Saved entries:

PR #867, opened 2020-03-25
decode_response_body empty body handling

androidseb:
A more robust REST API response handling for empty body returns.
The rest API is not supposed to return an empty string since it's invalid JSON, but it can happen in some cases.
This change makes the decode_response_body method more robust to handle this case.

### DIFF
--- a/lib/google/apis/core/api_command.rb
+++ b/lib/google/apis/core/api_command.rb
@@ -87,6 +87,9 @@ module Google
           return super if content_type.nil?
           return nil unless content_type.start_with?(JSON_CONTENT_TYPE)
           instance = response_class.new
+          if body.empty?
+            body = '{}'
+          end
           response_representation.new(instance).from_json(body, unwrap: response_class)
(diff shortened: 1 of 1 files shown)


androidseb:
The specific case where this can happen is when performing a DELETE request on the Google Play Publishing REST API with request like:
DELETE https://www.googleapis.com/androidpublisher/v3/applications/com.my.app.id/edits/my_edit_id_as_number/listings/en-CA/phoneScreenshots?
In this case, the response body is empty ('') instead of an empty JSON object ('{}'), and the decode_response_body function fails.

androidseb:
There is an open issue in the Fastlane project about this too, adding the link for reference since the reported issue show-cases the ruby stack trace of the error:
https://github.com/fastlane/fastlane/issues/16175

androidseb:
The bug is no longer reproducible, it seems the bug in the Google Play REST API was fixed.
Closing this PR now.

- _REQUIRED ACTION_: Give back exactly the lines running from the line that has "The bug is no" to the end of the entries above.

- _TASK OUTPUT_:
The bug is no longer reproducible, it seems the bug in the Google Play REST API was fixed.
Closing this PR now.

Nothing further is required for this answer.